27 クソッタレが!!
「ガルツ! 大変だよ!!」
アントーニオ公爵家の扉を叩いた少年は、通されるや否や、応接室に現れた子息に向かって飛びついた。
「ぅおい! どうしたんだよ、ブリック!? 危ねえだろ!」
いきなり肩に掴みかかってきた来訪者――ブリックに体勢を崩されながらも、ガルツは倒れないようにと踏ん張る。
「ったく、なんだってんだよ。わざわざ俺の家まで来て」
予期せぬことに慌てふためくのはブリックの昔からの癖みたいなもので、学院かどこかでまた変な噂を仕入れてきたんだろうと、彼の『大変だよ』をそこまで重くは受け止めなかった。

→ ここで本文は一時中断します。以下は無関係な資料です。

Issue #685, opened 2024-06-18
Dropped items don't pick up. And Z menu bugs.


hilcon222:
**Describe the bug**
Sometimes, when I open personal crafting menu with Z key, instead of crafting the items, they randomly drop on the floor and I can't pick them up.

**To Reproduce**

1. Click Z to open personal crafting
2. Craft a wood plank
3. It consumes wood but you see that you still have 0 planks
4. Close crafting menu
5. Look on the ground to see a lotta planks you can't pick up.

**Expected behavior**
I wanted planks in my inventory without them dropping.
And if i drop an item, im supposed to be able to pick it before it despawns.

**Desktop (please complete the following information):**

- OS: Windows
- Game version 2.2.0

**Additional context**
When I chop a tree or a wooden door, sometimes I can't pick wood or the door up.
When I close X or Z menu, sometimes I randomly drop what I'm holding. I think something is wrong with dropping items.

BenCheung0422:
Currently, there is inventory size limit implemented. Please confirm whether your inventory is full. You cannot pickup more items when your inventory is full.

BenCheung0422:
Inventory limit is implemented since 2.2.0-dev1. This is likely the circumference when having full inventory. Maximum number of item stacks player can hold is 27.

### Analysis

**Crafting new item**
When the newly crafted item cannot be put into the player's inventory, the item is dropped from the player immediately. The situation is similar to Minecraft. When you crafted an item that cannot stack with other stacks in the inventory, the player would close the inventory to drop it, though the player can swap the holding item on the cursor and a stack in inventory, which is not possible in Minicraft+ at the moment. So the player can see an item dropped on the floor when the menu is closed.

**Opening menu**
When opening a menu, for example crafting menu or inventory menu, the item stack holding is supposed to be returned to the inventory. However, the inventory count does not count in holding stack, so when the inventory is full when returning held item stacks, they can just be dropped. When the menu is opened, the time is frozen, so the stack dropped can be seen when closing menu.

**Picking items up**
When the inventory is full, no more items can be picked up when they cannot stack with any stack in the inventory. Then, if the inventory is still full before the item entity disappearing, it is lost.

Inventory fullness is one of the mechanism that has to be noticed anytime to prevent such situation happening, as a part of gameplay.

If you can confirm the situation, I will convert this issue as a question.

PR #686, opened 2024-06-18
Add inventory capacity counter

BenCheung0422:
Self-explained by the title, this adds an inventory capacity counter, as demonstrated below:

https://github.com/MinicraftPlus/minicraft-plus-revived/assets/74168521/d497ec12-8e51-4e95-a854-e91ad1e1a369

The position of the counter is shifted upward to prevent potential collision of the counter with the title of the menu. Also, it is placed at the corners for convenience to users, instead of other places below blocking more sights. And there is a background to prevent similar colors causing confusion from the background.

Though there might be potential issues when the menus are too long, caused by long lengths, but should be able to be fixed by #543.

This can let players know when they have the inventories full. Potentially related to #685.


Litorom:
Looks good but could be better aesthetically. Try making it use the menu background. Similar to how durability/arrows worked in Eye’s hotbar rewrite.

BenCheung0422:
I have changed the design of the counter, minorly using similar techniques as in #581, as demonstrated below:

https://github.com/MinicraftPlus/minicraft-plus-revived/assets/74168521/d4abeeb1-8b22-4f2b-9960-988a5da40e67

Upon the design, the color of the text changes according to the fullness of the inventory while the shape of the counter changes when the width of the text changes. The position is lock at the corners and a little overflow is preferred (when focused) as of the limited area of the inventory menu (when empty, or shortest width). The counter is expanded with the limit when focused, so they will not collide with another counter on the other menu at all.

Litorom (approved):
The new look is interesting. I approve.

PR #688, opened 2024-06-20
Update some code handling strings where performance issues occur

BenCheung0422:
This improves a little performance issue. Here, `Double#parseDouble` is used to *validate whether the input is double*. It can be problematic as it throws exceptions when the input is invalid while the input is invalid most of the time. It is known that creation of exceptions are *expensive* due to the creations of stack traces. This pull request changes it to regex matching, though I doubt there would be an entry of number with localization enabled.

1~5% performance improvement is already significant when CPU time can be reduced. This kind of use cases (using methods with exceptions) will be carefully assessed when it can affect performance, in the code optimization task in the near future.

- When mainly browsing world:
image
- When browsing around menus and displays full of text:
image
- When testing #686 (mainly with inventory menus):
image
- When browsing around menus and displays full of text with this pull request:
image


BenCheung0422:
Furthermore, I have found another method with some performance issue (tested by browsing text-based displays):
image
Fixed by:
image

PR #691, opened 2024-07-24
Correct light overlay overworld opacity level

BenCheung0422:
The recent change to the lighting system has changed the mechanism to lighting. (#579) Originally it was linear constant value subtraction with a maximum value of 128 (in RGB) and clamping (negative results become 0). However that is not quite right to be in a lighting system, it is not how dimming should be done, so another kind of alpha composition is done.
I was not realized that lighting was not completely black when doing composition, so this corrects the opacity level when the player is on level >= 3. (Maximum opacity of black becomes 80% instead of 100%)

In the future, this lighting system will be further changed to use gamma adjustment and detailed alpha compositions, as in Minecraft, to tackle the issue of true coloring (without too much lightening). Also, since the supports to deeper color depth (10-bit) and HDR by monitors have increased along the time, there might be plans to support deeper coloring in game (texture sources might still be 8-bit) in the future.


BenCheung0422:
I have attached the demos before and after this change.

https://github.com/user-attachments/assets/4a1fb81b-6fe2-4131-ae71-13eb6a7c4796


https://github.com/user-attachments/assets/07e241c0-d17d-48d3-9e71-3d8f0c520e68

PR #697, opened 2024-08-28
Sync 2.2.X branch with main

BenCheung0422:


Makkkkus:
These branches are supposed to be behind main. They are working branches for eventual patches for these versions.

PR #221, opened 2017-08-18
T16933

cosimoc:
https://phabricator.endlessm.com/T16933

### DIFF
--- a/daemon/emer-daemon.c
+++ b/daemon/emer-daemon.c
@@ -22,6 +22,7 @@
 
 #include "emer-daemon.h"
 
+#include <math.h>
 #include <time.h>
 #include <uuid/uuid.h>
 
@@ -128,6 +129,7 @@ typedef struct _NetworkCallbackData
   gsize num_stored_events;
   gsize num_buffer_events;
   gint attempt_num;
+  guint backoff_timeout_source_id;
 } NetworkCallbackData;
 
 typedef struct _CacheMetricEventData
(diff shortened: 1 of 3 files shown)


daemon/emer-daemon.c
```diff
@@ -564,21 +593,12 @@ handle_http_response (SoupSession *http_session,
...
-          return;
-        }
-
-      g_variant_unref (callback_data->request_body);
-      callback_data->request_body = updated_request_body;
-      queue_http_request (upload_task);
+      guint random_backoff_interval =
+        get_random_backoff_interval (priv->rand, callback_data->attempt_num);
+      callback_data->backoff_timeout_source_id =
+        g_timeout_add (random_backoff_interval,
```
wjt: The advantage of using `g_timeout_add_seconds` here would be to (in principle) allow timeout coalescing across the system. Of course this would mean that the first timeout would always be 1 second, the second would be 2 or 3 with 50% prob each, the third would be 4, 5, 6, 7 evenly, etc. but given the initial push happens 1h after boot (which is essentially a random start time) I still doubt we'd get into a situation where all Endless OS machines are retrying in perfect sync.

I just checked [GLib's implementation](https://git.gnome.org/browse/glib/tree/glib/gmain.c#n4578) and the idea is to align timers to a pseudorandom µsec which is consistent within the machine/session. The offset is based on the hash of the session bus address, or hostname if there is no session. So for this daemon, it's actually shared across all Endless OS machines because this is a system daemon (no session bus) and the hostname is `endless`. Not ideal, really it should use the machine ID (if present, which it is on all machines with systemd and/or D-Bus) but, rather annoyingly, GDBusConnection knows how to read the machine ID but does not expose this over anything except `org.freedesktop.DBus.Peer.GetMachineId`. Anyway…

Up to you whether you think this is important.

cosimoc: Given that this only happens in error conditions that should not be common, I don't think the impact on power consumption (the main reason to use `g_timeout_add_seconds()` AFAICS) would be noticeable... But you're right, technically we don't need millisecond precision here, so I will change it.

しかし、肩を掴むブリックの手は痛いほどに力が入っており、見上げてくる顔色は焦り以上の、緊迫と言えるくらいの困惑が浮かんでいる。
「……何があった」
たちまちガルツの態度も変わった。表情からはおどけたものが抜け、声音は低く落ち着いたものになる。
「ひとまず落ち着け」
丁寧にブリックの手を肩からはずし、落ち着いて話そうとばかりにソファへと向かっていたガルツだったが、しかし、その背に向けて発せられたブリックの悲痛な叫びに、足を止めた。
「落ち着いてられないよ! だって、スフィアが!!」
「……スフィアが……?」
振り返ったガルツの金色の目は、これでもかというほどに大きく見開いていた。
『レイランド侯爵家令嬢は、その美貌をつかって他の令嬢達から彼氏を奪い取り、男遊びに興じている悪女である』
「――んだよ、その噂」
ブリックが今社交界の間で囁かれている噂の内容を教えれば、ガルツの整った眉宇が、これでもかと言うほどに歪んだ。

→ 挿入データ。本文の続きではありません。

PR #224, opened 2017-11-20
Recover from corrupt cache metadata or config file

wjt:
We observed a system where `/etc/metrics/cache-size.conf` and `/var/cache/metrics/variants.dat.metadata` were full of `NUL` bytes, to the length you'd expect if the file were properly written. When it encountered these files, the metrics daemon logged a warning for the first, then logged a fatal error and fell over for the second.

「なんで急にそんなことになってるんだよ。最近までそんな噂流れてなかっただろ」
「いや、噂はそうだけど……片鱗はあったよね」
あ、と思い当たる節を見つけたのか、ガルツは眉間の皺をさらに深める。
「新年会か……っ」
膝の上に置かれたガルツの手が拳を握った。
「階段での出来事は、理由は分からないにせよ、きっとスフィアへの嫉妬からだろうなって思うんだ」
「じゃあ、この噂ってあの時からあったってことか? スフィアがほかの令嬢達の彼氏を奪ってるって? まさか、ブリック……お前はそんなデマ信じちゃいねえよな」
「当たり前だよ!」
一段と低い声で、咎めるような目を向けられ、ブリックは思わず目の前のテーブルを叩く。
「どれだけ、スフィアと一緒に居たと思ってるの! スフィアがそんなことする子じゃないって、誰よりも知ってるよ。君だって同じだろ、ガルツ」
「そうだな、悪ぃ……冷静じゃなかった……」
お互い気まずそうにクシャリと前髪を握りしめる。
二人の視線はテーブルの上を彷徨い、沈黙の長さが、二人の戸惑いの大きさを表していた。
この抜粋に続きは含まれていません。